McLeod Group Blog

THE PRIVATE SECTOR AND BUCKETS OF MONEY

THE PRIVATE SECTOR AND BUCKETS OF MONEY

McLeod Group Blog, June 20, 2016

A year ago, in July 2015, the great and the good of the world’s development community gathered in Addis Ababa to talk money at a conference on “financing for development”. It had become clear, in the lead up to the agreement on the Sustainable Development Goals, that the world’s foreign aid budgets were not going to come anywhere near the price tag. Action was required.

What emerged was an “Action Agenda” that had 134 paragraphs, none of them promising any actual action, much less new or additional financing for development. A UN press release called the meeting “historic” and “ground-breaking,” but in fact where aid financing was concerned the conference was a disaster.

But wait, there’s more. There were 14 paragraphs dealing with private business and finance, and here, it seemed, was the bright light of the conference, or at least its saving grace. If the traditional donors were not going to pony up, then the private sector would save the day.

Christian Paradis, then Canada’s Development Minister, spoke in Addis and everywhere else during his mandate about “blended finance,” calling it “an exciting new field of investment that uses public and philanthropic funds to unlock massive amounts of private capital for development.”

Why these “massive amounts” were locked up in the first place, and why private capital needed public and philanthropic funds to do the unlocking was never made clear, but mostly this sort of talk and some of the keys under discussion—such as a development finance initiative—were really about opening doors for Canadian business interests in developing countries.

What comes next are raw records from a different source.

PR #634, opened 2024-08-12
Pancake - `percentile_ranks` aggr

trzysiek:
Add `percentile_ranks` metric aggregation support in Pancakes.

### DIFF
--- a/quesma/model/metrics_aggregations/percentile_ranks.go
+++ b/quesma/model/metrics_aggregations/percentile_ranks.go
@@ -13,14 +13,14 @@ import (
 
 type PercentileRanks struct {
 	ctx         context.Context
-	columnNames []string
+	percentiles []string
 	// defines what response should look like
 	// https://www.elastic.co/guide/en/elasticsearch/reference/current/search-aggregations-metrics-percentile-rank-aggregation.html#_keyed_response_5
 	Keyed bool
 }
 
-func NewPercentileRanks(ctx context.Context, columnNames []string, keyed bool) PercentileRanks {
-	return PercentileRanks{ctx: ctx, columnNames: columnNames, Keyed: keyed}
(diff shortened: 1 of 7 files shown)


quesma/model/metrics_aggregations/percentile_ranks.go
```diff
@@ -11,14 +11,15 @@ import (
 )
 
 type PercentileRanks struct {
-	ctx context.Context
+	ctx         context.Context
+	percentiles []string
```
jakozaur, line 15: I would add comment or even better name of that value. Not clear what it is.
```suggestion
	cutValues []string // count(if(field<$cutValue, 1, NULL))/count(*)*100
```

quesma/queryparser/aggregation_parser.go
```diff
@@ -228,8 +227,9 @@ func (b *aggrQueryBuilder) buildMetricsAggregation(metricsAggr metricsAggregatio
 			)
 			firstCountExp := model.NewFunction("count", ifExp)
```
jakozaur, line 228: While there, wouldn't be easier just to use `countIf` function?
https://clickhouse.com/docs/en/sql-reference/aggregate-functions/combinators

It sounds simpler and likely ClickHouse could optimize it better.

quesma/model/metrics_aggregations/percentile_ranks.go
jakozaur, line 15: I would pick different name:
```
outvalues []string // DB, we count the percentage of records below the given value
```

quesma/queryparser/aggregation_parser.go
jakozaur: We may also do TODO, to replace and centralize second count(*).

jakozaur (commented):
We may want to improve two things while there.

jakozaur (approved):
Once you implement code fixes feel free to merge it.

Foreign direct investment (FDI) is usually welcomed by developing countries if it creates jobs and generates tax revenue. But this is not the same thing as education, food security, vaccination programs and infrastructure development. It isn’t even about the promotion of local business or the small and medium enterprises that typically drive genuine job growth. In fact FDI often competes with local initiatives, stunting them in the cradle. Moreover, foreign investors often repatriate most of their profits and withdraw FDI at the first whiff of a downturn, creating significant capital outflows from the developing country that can exacerbate economic problems and instability.

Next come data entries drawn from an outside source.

PR #635, opened 2024-08-12
Pancake - `(date_)histogram` 1,5

trzysiek:
`(date_)histogram` wasn't working too well in pancakes, e.g. both new tests with simple 2x nested `(date_)histogram` used to fail.
Seems fixed now.

@jakozaur please look, generally problem is simple. We have such code:
`_, isColumnRef := orderBy.(model.ColumnRef)`
and then if true, we don't generate those `.part` columns. But e.g. in histogram we don't have a ColumnRef, but something very similar e.g. floor(column_ref_field/200)*200, and we don't want to group either.

LMK if you see a better way to do this than this `ColumnRefLike`

### DIFF
--- a/quesma/model/bucket_aggregations/histogram.go
+++ b/quesma/model/bucket_aggregations/histogram.go
@@ -4,6 +4,7 @@ package bucket_aggregations
 
 import (
 	"context"
+	"fmt"
 	"quesma/logger"
 	"quesma/model"
 	"quesma/util"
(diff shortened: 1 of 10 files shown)


quesma/model/bucket_aggregations/histogram.go
```diff
@@ -33,8 +33,8 @@ func (query Histogram) TranslateSqlResponseToJson(rows []model.QueryResultRow, l
 	var response []model.JsonMap
 	for _, row := range rows {
 		response = append(response, model.JsonMap{
-			"key":       row.Cols[level-1].Value,
-			"doc_count": row.Cols[level].Value,
+			"key":       row.Cols[len(row.Cols)-2].Value,
+			"doc_count": row.Cols[len(row.Cols)-1].Value,
```
trzysiek, line 37: let's maybe switch to this way, it's already like that in e.g. `histogram` and most other aggregations.
And start worrying only if we see it fail, which doesn't seem likely with amount of tests we have

jakozaur: Ideally would get right of level in many places, but probably after pancakes.

jakozaur (commented):
Ok, would also like to talk about it.

jakozaur (approved):
Please @trzysiek also look at it.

The Trudeau government’s current consultation process on the future of Canadian development assistance has so far been quiet on this “exciting new field”. Behind the scenes, Global Affairs Canada has been moving ahead with the Harper-announced Development Finance Initiative (see our policy brief here), but what role the private sector is expected to play, and how it will unlock the “massive amounts of private capital for development” that so excited Christian Paradis, remains unknown.

There are many pro-development initiatives that can be undertaken with, through and by the private sector. For example, Canada has dabbled with support for small and medium enterprise in a few African, Asian and Caribbean countries. This could be ramped up significantly. (See our policy brief here).

But sooner or later Canada will have to do more than talk about these things; it will have to do more than consult and it will have to move beyond platitudes. The prime minister has warned against throwing “buckets of money” at (presumably ill-conceived) aid programs. So far, so good. The challenge now will be to avoid doing the same with ill-conceived “blended finance.”